"""

PR #3699, opened 2026-08-10
Allow muting the startup message

kvdveer:
Odoo.sh loads the application quite frequently during normal operation (even when not restarting the server). Each time it does, sentry get reinitialized. This sends to a substantial number of messages to Sentry, draining a non-trivial portion of monitoring budget when using SaaS Sentry.

Giving users a way to mute this message will allow them to cut this noise.


StefanRijnhart (approved):
Thanks, can confirm the issue on Odoo.sh 😅

moylop260 (approved):

PR #3701, opened 2026-08-14
[ADD] orm_forward_compatibility: Odoo 19+ ORM helpers backported to 18.0

divad1196:
Minimal `Domain` shim (delegates to odoo.osv.expression) plus the typed `ir.config_parameter` getters get_str/get_int/get_float/get_bool.

Purpose: cut the effort of backporting 19/20 modules to 18.0 by keeping their call sites 1-1 with upstream instead of rewriting them.


legalsylvain:
interesting !

divad1196:
@legalsylvain Don't hesitate to leave a review ! :smile:

divad1196:
Review needed @OCA/server-tools-maintainers Possible review
@simahawk @santostelmo

orm_forward_compatibility/domain.py
```diff
@@ -0,0 +1,78 @@
...
+list-domain, a shim instance can be passed straight to ``search``/``_search``.
+
+Supported surface (extend as new call sites appear):
+- ``Domain([('a', '=', 1), ...])`` and ``Domain('a', '=', 1)`` constructors
+- ``&`` / ``|`` / ``~`` operators
+- ``Domain.AND(iterable)`` / ``Domain.OR(iterable)``
+- ``Domain.TRUE`` / ``Domain.FALSE``
+- ``.optimize_full(model)`` -> validates against the model, returns self
+
+NOT supported (keep such call sites hand-adapted on 18):
```
simahawk, line 21: which kind of impact has such limitation?

orm_forward_compatibility/models/ir_config_parameter.py
```diff
@@ -0,0 +1,34 @@
+# Copyright 2026 Camptocamp SA
```
simahawk, line 1: ⚠️ we should keeo Odoo SA copyright w/ the correct year and add ours only if we touched anything

simahawk (changes requested):

orm_forward_compatibility/domain.py
divad1196: I personnally didn't need them.
`any!` isn't popular yet, and `-1d` is usually done with date/datetime and timedelta.

orm_forward_compatibility/models/ir_config_parameter.py
divad1196: This is not copied from Odoo's code. 
Here is how Odoo does it: https://github.com/odoo/odoo/commit/22fa8e67b927c9605f783ea298ed0123338374b0

The code here only fill the gap by mimicking V20 interface.

legalsylvain:
> @legalsylvain Don't hesitate to leave a review ! 😄

too complex for me !

PR #3706, opened 2026-08-18
[16.0][IMP] scheduler_error_mailer - add retries

Kiplangatdan:


ntsirintanis:
@Kiplangatdan can we also add unit tests here, like the other mr?

ntsirintanis (approved):

PR #3707, opened 2026-08-19
[16.0][FIX] upgrade_analysis: prevent dependency on MarkupSafe >= 2.0.0

StefanRijnhart:
This halts test jobs on `could not obtain odoo.addons.__path__ using python` due to the incompatibility of Odoo 16's required version of Jinja2 on Python 3.10

```
++ oca_list_external_dependencies deb
could not obtain odoo.addons.__path__ using python
not found in addons path: base,fs_storage,mail_environment,queue_job,test_performance
```

Avoiding manifestoo obscuring the error with some debug code leads to the following traceback:
```
+ unbuffer /opt/odoo-venv/bin/odoo -d odoo -i account,base,base_import,base_setup,base_sparse_field,bus,crm,fs_storage,iap,mail,mail_environment,purchase,queue_job,sale_management,test_mail,web --http-interface=127.0.0.1 --stop-after-init
Traceback (most recent call last):
  File "/opt/odoo-venv/bin/odoo", line 5, in <module>
    import odoo
  File "/opt/odoo/odoo/__init__.py", line 155, in <module>
    from . import cli
  File "/opt/odoo/odoo/cli/__init__.py", line 11, in <module>
    from . import scaffold
  File "/opt/odoo/odoo/cli/scaffold.py", line 8, in <module>
    import jinja2
  File "/opt/odoo-venv/lib/python3.10/site-packages/jinja2/__init__.py", line 12, in <module>
    from .environment import Environment
  File "/opt/odoo-venv/lib/python3.10/site-packages/jinja2/environment.py", line 25, in <module>
    from .defaults import BLOCK_END_STRING
  File "/opt/odoo-venv/lib/python3.10/site-packages/jinja2/defaults.py", line 3, in <module>
    from .filters import FILTERS as DEFAULT_FILTERS  # noqa: F401
  File "/opt/odoo-venv/lib/python3.10/site-packages/jinja2/filters.py", line 13, in <module>
    from markupsafe import soft_unicode
ImportError: cannot import name 'soft_unicode' from 'markupsafe' (/opt/odoo-venv/lib/python3.10/site-packages/markupsafe/__init__.py)
```

This points to a compatibility issue with MarkupSafe which has been updated to (currently) 3.0.3 by pip while resolving test dependencies:

<details>
[...]

PR #3708, opened 2026-08-20
[16.0][FIX] upgrade_analysis: Revert #3707 and do it on test-requirements.txt

pedrobaeza:
@Tecnativa

### DIFF
--- a/requirements.txt
+++ b/requirements.txt
@@ -5,7 +5,7 @@ cryptography
 dataclasses
 dnspython
 josepy
-mako<1.4.0
+mako
 numpy
 odoo_test_helper
 odoorpc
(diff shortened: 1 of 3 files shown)


pedrobaeza:
@StefanRijnhart @sbidoul should I trigger the merge?

StefanRijnhart (commented):
I'm not sure I agree. I think the previous version would also fix the issue in some production deploys (depending on the method of installation) and in other OCA PRs on other repos that (theoretically) would pull in upgrade_analysis as a dependency.

sbidoul:
You are right that the same constraint will need to be applied on other OCA repos that depend on upgrade_analysis.

But assume a security vulnerability appears in mako < 1.4. With this you prevent everyone from upgrading, for a bad reason. If you upgrade jinja2 too everything probably works, since the problem seems to come from the old version of jinja2? 

It's complicated and I agree this solution is not ideal but its better than the direct upper bound, I'm quite sure of that.

There is a similar issue that pops up frequently with cryptography and openssl, and we apply a similar solution, because forcing everyone to use an old version of the cryptography library is obviously not a good thing to do.

StefanRijnhart (approved):
@sbidoul Alright, thanks for confirming.

Issue #3165, opened 2025-01-15
[17.0] Incorrect display of tracked one2many field in chatter (tracking_manager module)


melissalateb:
## Module
tracking_manager

## Describe the bug

- When I enable tracking on a _one2many_ field in a custom model using the tracking_manager module, the tracked changes appear in the chatter. However, instead of showing the display name or a meaningful value, the system displays the raw IDs of the records (e.g., Modified: sale.order.linked, 24) in the chatter.

This issue does not occur when tracking _one2many_ fields on standard models like sale.order.line. It seems specific to custom models. Am i missing something?

- The second thig is when changing a boolean field related (for example here sale.order.linked), it doesn't show both the before and after values; it only displays the new value with the arrow.

## To Reproduce

1. Create a custom model with a One2many field ( in my example : sale.order.linked).
2. Enable tracking on this field.
3. Create records with the _one2many_ field.
4. Modify a boolean related to _one2many_ field save the record.
5. Observe the chatter for tracked changes.

## Image:

**Create**
![Image](https://github.com/user-attachments/assets/74cbb109-5ce3-4119-9411-58633a0440e8)

**Write**
![Image](https://github.com/user-attachments/assets/4bdd4546-792e-4c46-b329-f2c4d6a6b703)

**Expected behavior**
- The same think as Order Lines for tracking value.
- And more details about value changes before and after.

**Additional context**

Odoo 17.0 enterprise

CRogos:
False might be interpreted as `<empty>` and therefore an empty string is displayed. 
Where does the model sale.order.linked comes form? Could it be that this model does not have a display_name attribute? Therefore it displays model+id as fallback?

CRogos:
I would like to add this finding when activating tracking on "child_ids" in res.partner:

- Two message are created. One odoo native and a second by tracking_manager.
- Content of New and Change in the tracking_manager message should be merged.

![Image](https://github.com/user-attachments/assets/e5f63c1c-d320-42f5-af41-73d5ebabbd63)

Maybe we can update the message content of the native message with the more detailed content of the tracking_manager message?

melissalateb:
@CRogos ,

The model `sale.order.linked` is a custom model that I developed, and it doesn't have a display_name defined. Should I explicitly define one to make the tracking work properly?

PR #3712, opened 2026-08-24
[FIX] tracking_manager: display booleans as Yes/No

maciej-wichowski:
A boolean was rendered by the message template as its python value, so a change to `False` showed nothing at all: `Archived : True -> `. Render both values the way the web client renders native tracking values.


maciej-wichowski:
Related to issue #3165

PR #3725, opened 2026-09-14
[18.0][FIX] base_exception: MissingError on records created in the ongoing transaction

sergio-teruel:
detect_exceptions() opens a second, genuinely independent DB connection (self.env.registry.cursor()) to write exception flags so they survive a rollback of the ongoing transaction. It then re-derived main_records through that same second connection (self.with_env(new_env)), which crashes with MissingError whenever _get_main_records() has to read a field on records created earlier in the SAME ongoing transaction and not yet committed (e.g. sale.order.line._get_main_records() reading order_id right after the line was created by write()).

Typical trigger: adding a product to an already confirmed sale order. sale_exception.write() re-runs detect_exceptions() on order_line whenever order_line changes on a confirmed order; the new line only exists in the ongoing transaction, so the second connection can't see it yet.

Resolve main_records once through the original (main) cursor, which does see the just-created records, and only rebind that already-resolved recordset to the new environment for the exception_ids check.

@Tecnativa TT64467

ping @carlosdauden @carlos-lopez-tecnativa


hparfr:
FYI @florian-dacosta @grindtildeath

carlosdauden (approved):

grindtildeath (approved):
Good catch 👍

hparfr (approved):
/ocabot merge minor

PR #3229, opened 2015-06-17
Fixed Xcode 6.1 build warnings

swisspol:


src/unix/posix.h
```diff
@@ -10,6 +10,7 @@
 #include <stdio.h>
 #include <dirent.h>
 #include <sys/param.h>
+#include <sys/time.h>
```
swisspol: This is needed for `utimes()` and `futimes()`

PR #3233, opened 2015-06-19
Don't propagate workdir's mode to the index during diff's update index

ethomson:
When diff updates the index, it updates based on the *workdir* mode.  It should instead preserve the original mode to ensure that symlinks on Windows are not treated as regular files (which is their workdir mode).

### DIFF
--- a/tests/status/worktree.c
+++ b/tests/status/worktree.c
@@ -1096,3 +1096,51 @@ void test_status_worktree__unreadable_as_untracked(void)
 	cl_assert_equal_i(0, counts.wrong_sorted_path);
 }
 
+void test_status_worktree__update_index_with_symlink_doesnt_change_mode(void)
+{
+	git_repository *repo = cl_git_sandbox_init("testrepo");
+	git_reference *head;
+	git_object *head_object;
+	git_index *index;
+	const git_index_entry *idx_entry;
+	git_status_options opts = GIT_STATUS_OPTIONS_INIT;
+	status_entry_counts counts = {0};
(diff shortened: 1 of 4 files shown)


carlosmn:
The status test could do with an explanation that you're expecting `link_to_new.txt` to remain as it is, as there's no mention of it on the test itself.

Are we guaranteed a rewrite of the index? Even if we are right now, there's a PR that would not guarantee this anymore, so maybe we should have a change that would make an index write necessary? AFAICT having a new file would not do that.

ethomson:
Yes you're right.  I updated this to be (I believe) resilient to both the racy changes and the update index changes that are forthcoming.

tests/status/worktree.c
```diff
@@ -1096,3 +1096,51 @@ void test_status_worktree__unreadable_as_untracked(void)
...
+
+	/* now ensure that the status's rewrite of the index did not screw
+	 * up the mode of the symlink `link_to_new.txt`, particularly
+	 * on platforms that don't support symlinks
+	 */
+	cl_git_pass(git_repository_index(&index, repo));
+	cl_git_pass(git_index_read(index, true));
+
+	cl_assert(idx_entry = git_index_get_bypath(index, "link_to_new.txt", 0));
+	cl_assert_equal_i(0120000, idx_entry->mode);
```
carlosmn: Maybe use `cl_assert(S_ISLNK(idx_entry->mode));` here? Or would that miss some failure mode?

ethomson: Fixed!

PR #3234, opened 2015-06-19
Dont update index unnecessarily

ethomson:
Now with unit test goodness.

### DIFF
--- a/src/diff.c
+++ b/src/diff.c
@@ -664,8 +664,10 @@ int git_diff__oid_for_entry(
 		updated_entry.mode = mode;
 		git_oid_cpy(&updated_entry.id, out);
 
-		if (!(error = git_repository_index__weakptr(&idx, diff->repo)))
+		if (!(error = git_repository_index__weakptr(&idx, diff->repo))) {
 			error = git_index_add(idx, &updated_entry);
+			diff->index_updated = true;
+		}
  	}
 
 	git_buf_free(&full_path);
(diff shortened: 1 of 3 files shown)


carlosmn:
I was really hoping for fewer sleeps. I'm working on exposing the index' trailer so we should be able to read it and compare an oid instead of relying on timestamps.

ethomson:
Sleeps in tests are horrible.  That would be great.

ethomson:
Well, the problem with using the checksum is that the checksum will be updated when the contents of the file changes.

This change is attempting to ensure that we're not unnecessarily rewriting indexes when they *haven't* changed.  In that case, we're dumping an index that would have the same checksum, so it seems that the only way to identify that is to let the clock tick.

Of course we may be able to `usleep` if we have a more granular `p_stat`.

ethomson:
(Note this requires #3226 since we are currently rewriting the index in the second diff.)

carlosmn:
I think we should still be able to detect changes without using sleep. If we set the index file's timestamp forward five seconds and then instead of `touch_file` we move the file's mtime six seconds forward, we should be able to detect that the index was rewritten because stating it afterward would have changed the timestamp on disk.

Or we can move the index file's timestamp backwards, so we know we won't accidentally take long enough in the test for us to catch up to whatever much we moved it forward.

swisspol:
Thanks for writing the unit tests @ethomson!

ethomson:
Updated to manipulate timestamps and investigate the index's checksum to determine changedness.  So this should perform the same function and avoid `sleep`s.

PR #3239, opened 2015-06-21
Write modified index in git_stash_apply()

swisspol:
Same as with git_stash_save(), there's no reason not to write the index
to disk since it has been modified.


ethomson:
I agree, it was probably a mistake to remove this.  Thanks for fixing!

"""

• [What you need to do] Only the number is wanted: how many lines of the material contain the word "version"?

• [Exercise answer] 4